We propose a novel neural association event extraction framework of learning shared information among event types for the event classification task and argument roles for the element extraction.
As to event types, we design a document-level graph and use a graph attention network to learn connections among sentence nodes. As to argument roles, a new universal schema is built to unify the role patterns of all event types, realizing knowledge sharing among roles. A parameter inheritance mechanism is further developed to facilitate type-preferred role identification for different event types.

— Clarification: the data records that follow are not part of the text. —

PR #130, opened 2020-04-16
turn off deprecation warnings for server

ZacLN:


davidanthoff:
This doesn't help. I actually don't think that these messages originate from the symserver process, I think they are created in `load_core()`, and because there is the global const definition that runs during precompile.

ZacLN:
Ah right, that would make sense. Are these warnings an issue? There's no way to avoid triggering them (we want to cache deprecated symbols) but is it OK to turn off dep warnings for the main vscode process?

davidanthoff:
For the CI runs it is a bit annoying because it is a lot of output that has no information (I only pasted a short version, it is more like page after page). I don't think we could easily turn off deprecation warnings for the CI test runs, and we probably don't want to, given that we would to see legit deprecation warnings, right?

All these warnings also appear in the output channel in the VS Code UI, which is maybe the bigger issue. I think there we can just start the LS process without deprecation warnings, though, and that should solve it.

I think medium term we probably have to move the indexing of the stdlib and base out of the LS process and into the symbol server process as well, if we want to statically compile the LS process to make it start faster, and I assume at that point this problem would be automatically solved. Obviously that is a bigger project.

Experimental results show that our approach consistently outperforms most state-of-the-art event extraction methods. Particularly, our method can get more steady performance than the existing methods, especially on types/roles with fewer data.
2 Related Work
The purpose of event extraction is to capture the event types that we are interested in from many texts and show the essential arguments of events in a structured form 10.1145/3442381.3449834. The event extraction task is divided into open-domain based event extraction (DBLP:journals/corr/abs-1912-11334; DBLP:conf/acl/LiuHZ19; DBLP:conf/emnlp/WangZH19) and schema-based event extraction (DBLP:conf/acl/HuangCFJVHS16; DBLP:conf/naacl/YangM16; DBLP:conf/naacl/FergusonLWH18; DBLP:conf/aaai/AhmadPC21) according to whether to construct event schema for extracting triggers and arguments.
Most of the existing open domain event extraction studies event extraction in social networks (DBLP:conf/kdd/RitterMEC12, DBLP:conf/esws/KatsiosVKP15, DBLP:journals/nle/KunnemanB16). There are many kinds of events in social network, and new event types will be derived according to the change of time. Although the method based on social network extraction is not suitable for social network events extraction. Therefore, many scholars study open domain event extraction (DBLP:conf/acl/LiuHZ19; DBLP:journals/corr/abs-2009-10047). The open domain event extraction method obtains topics by clustering or classification and then extracts event arguments from multiple texts related to the topic (DBLP:journals/corr/abs-1912-11334). At present, the mainstream method is to first cluster the text, and then extract keywords from each type of text as event arguments (DBLP:journals/corr/abs-1912-11334). The open domain event extraction method does not need lots of data annotation work, and can not specify a specific event category (DBLP:conf/lpkm/MejriA17
). However, neural network-based event extraction in open domain mainly extracts keywords from events, which does not always extract the core arguments of the event. Therefore, how to build a neural network-based event extraction framework can not only share the information between classes, but also avoid the spread of error information. In addition, there is a standard feature extraction template. It is a difficult problem to be solved in event extraction task.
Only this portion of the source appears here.